- **WHAT YOU WILL DO**: For the records below, tally the lines that contain "though" and give only that number.

Stored data entries:
PR #317, opened 2021-02-25
Fix PyPy unit test failure

Mat001:
Summary
-------

-  Fixing unit tests failing on PyPy/PyPy3
- bumped mmh3 library version to 3.0.0 as that helped eliminate some failures when testing locally

### DIFF
--- a/.travis.yml
+++ b/.travis.yml
@@ -4,8 +4,8 @@ python:
   - "3.4"
   - "3.5.5"
   - "3.6"
-# - "3.7" is handled in 'Test' job using xenial as Python 3.7 is not available for trusty.
-# - "3.8" is handled in 'Test' job using xenial as Python 3.8 is not available for trusty.
+  - "3.7"
+  - "3.8"
   - "pypy"
   - "pypy3"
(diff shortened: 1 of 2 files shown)


aliabbasrizvi:
Seems like a risky change given dropped support for Python 2.7, 3.3, 3.4: https://github.com/hajimes/mmh3/blob/master/README.md

Mat001:
> Seems like a risky change given dropped support for Python 2.7, 3.3, 3.4: https://github.com/hajimes/mmh3/blob/master/README.md

Good to see you, Ali!
Well, PyPy / PyPy3 unit tests have been failing because of mmh3.
Will not be rushing into breaking stuff for sure. Investigating atm ..

Mat001:
Addressed in #318 - note that failing dependency installations can be seen when expanding the view in TravisCI log console. A small triangle icon to the left of pip install -r requirements.txt... 

Also debating if worth downgrading cryptography lib (which caused filures) because that will cause other py versions tests to fail in the future. MAybe better to make a note in README for pypy/pypy3 to require a diff cryptography version

PR #1319, opened 2023-09-18
feat: Add format flag to kurtosis port print

### LINKED ISSUE #1316: Add --format flag to `kurtosis port print`
### Background & motivation

`kurtosis port print` should be more friendly for tooling, allowing easy piping into another UNIX commands

Motivated by:
https://github.com/gobitfly/eth2-beaconchain-explorer/issues/2548

### Desired behaviour

`--format protocol,ip,number` would be the default, and print http://127.0.0.1:1200/. if the port doesn't have a protocol, it's skipped.
`--format ip,number` prints 127.0.0.1:1200
`--format number` prints 1200
`--format ip` prints 127.0.0.1
`--format protocol` would print http if the port has an application protocol, and emptystring if not (still a success 0 exit code though)

victorcolombo:
## Description:

Allows for customization via `--format` flag of the pieces to be shown. Options are:
1. Protocol
2. Port
3. Ip

YES

Closes https://github.com/kurtosis-tech/kurtosis/issues/1316


cli/cli/commands/port/print/print.go
```diff
@@ -42,7 +48,14 @@ var PortPrintCmd = &engine_consuming_kurtosis_command.EngineConsumingKurtosisCom
 	LongDescription:           "Get information for port using port id",
 	KurtosisBackendContextKey: kurtosisBackendCtxKey,
 	EngineClientContextKey:    engineClientCtxKey,
-	Flags:                     []*flags.FlagConfig{},
+	Flags: []*flags.FlagConfig{
+		{
+			Key:     formatFlagKey,
+			Usage:   "Allows selecting what pieces of port are printed, using comma separated values (examples: 'ip', 'number', 'protocol,ip'). Default 'protocol,ip,number'.",
```
mieubrisse: Can we make these named constants, that correspond to the values down below?

cli/cli/commands/port/print/print.go
```diff
@@ -113,13 +131,32 @@ func run(
...
 	out.PrintOutLn(fullUrl)
 	return nil
 }
+
+func formatOutput(format string, ipAddress string, spec *services.PortSpec) (string, error) {
+	parts := strings.Split(format, ",")
+	var resultParts []string
+	for _, part := range parts {
+		switch part {
+		case "protocol":
```
mieubrisse: Same - can we make these named constants so we're DRY?

cli/cli/commands/port/print/print.go
```diff
@@ -113,13 +131,32 @@ func run(
...
+			if spec.GetMaybeApplicationProtocol() != "" {
+				resultParts = append(resultParts, spec.GetMaybeApplicationProtocol()+"://")
+			} else {
+				logrus.Warnf("Expected protocol but was empty, skipping")
```
mieubrisse: Like the idea, but we should remove this else it's going to pollute the output and prevent users from doing things like `curl $(kurtosis port print) ...`

mieubrisse (approved):

cli/cli/commands/port/print/print.go
victorcolombo: In all the other commands in the CLI do not have their usage string extracted to constants: https://github.com/kurtosis-tech/kurtosis/blob/main/cli/cli/commands/run/run.go#L109-L113

I ended up going for keeping the pattern as we have it currently.

victorcolombo: Make sense, will do

cli/cli/commands/port/print/print.go
victorcolombo: Will do

cli/cli/commands/port/print/print.go
victorcolombo: Yeah this is pretty awkward. The idea that the default is to contain the application protocol that might not be present, leaves us on a spot where we cannot just ignore it, nor error it (since the default should never error IMO.

A workaround here would be to pipe stderr to `/dev/null` on `$()` which could be fine. Alternatively the user could specify the format that makes sense for the port (omitting the protocol if the protocol is indeed not present).

WDYT @mieubrisse ?

victorcolombo: Added this as a TODO item and moved to debug so we still have the log line if needed

PR #1322, opened 2023-09-18
feat: changes to the package manager config and the files artifact view

adschwartz:
## Description:
This change improves the UX of the package manager and the files artifact view. It's not a breaking change

YES


engine/frontend/src/component/CodeEditor.js
```diff
@@ -0,0 +1,213 @@
...
+    const getEditor = () => {
+        if (!monacoRef.current) return null;
+        return monacoRef.current.editor.getEditors()[0];
+    }
+
+    const isEditorReadOnly = () => {
+        try {
+            return getEditor().getOption(monacoReadOnlyEnumId)
+        } catch (e) {
+            return undefined
```
Peeeekay, line 38: is it necessary to return undefined ?? also should we instead just log the error message here

Peeeekay: maybe return false or null.

Peeeekay (approved):

engine/frontend/src/component/CodeEditor.js
adschwartz: The use case for this to throw an exception is because the editor is not ready yet. In which case I don't want to return false becasue we actually don't know if it's read only or not. We could return null, but I feel undefined captures it better since we don't actually know until the editor is ready. Let me know if you think it's bad practice to use undefined, or I'm overlooking something else!

PR #1340, opened 2023-09-19
build: support arm64 via multi arch builds of engine/apic/files-artifacts-expander

h4ck3rk3y:
## Description:
We bundled the amd64 binary onto a fake arm64 image

The image is now real arm64 as of #1317
This fixes the binary part

YES

Needs no docs though as we now will truly support arm64


.circleci/config.yml
```diff
@@ -942,6 +942,10 @@ jobs:
       - run: |
           skip_docker_image_building=true
           core/files_artifacts_expander/scripts/build.sh "${skip_docker_image_building}"
+      - run: |
```
h4ck3rk3y, line 945: we only add this to the publish step as the rest of the CI runs with `amd64`

.circleci/config.yml
```diff
@@ -980,6 +984,10 @@ jobs:
       - run: |
           skip_docker_image_building=true
           core/server/scripts/build.sh "${skip_docker_image_building}"
+      - run: |
+          skip_docker_image_building=true
+          build_architecture=arm64
+          core/server/scripts/build.sh "${skip_docker_image_building}" ${build_architecture}
```
adschwartz: @h4ck3rk3y are you intentionally missing the quotes? In this case it won't matter much but I like to add just as a general best practice.

core/files_artifacts_expander/scripts/build.sh
```diff
@@ -28,6 +29,11 @@ if [ "${skip_docker_image_building}" != "true" ] && [ "${skip_docker_image_build
     echo "Error: Invalid skip-docker-image-building arg '${skip_docker_image_building}'" >&2
 fi
 
+architecture_to_build="${2:-"${DEFAULT_ARCHITECTURE_TO_BUILD}"}"
+if [ "${architecture_to_build}" != "amd64" ] && [ "${architecture_to_build}" != "arm64" ]; then
```
adschwartz, line 33: @h4ck3rk3y are there cases when we'd want to specify `arm64/v7` or `arm64/v8`? In that case we'd error out. not a huge issue and you can skip if you don't think it's worth checking if the string begins with arm64.

adschwartz (approved):

.circleci/config.yml
h4ck3rk3y: It was a mistake! Thanks :)

gbouv (approved):
At this point it might be better to just use go-releaser. It will build everything we need with a single command. But I guess that's an acceptable alternative

core/files_artifacts_expander/scripts/build.sh
gbouv: those arch distinctions are for docker. For Go it doesn't make a difference AFAICT

h4ck3rk3y: +1 ^, resolving this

- **ANSWER AREA**: 2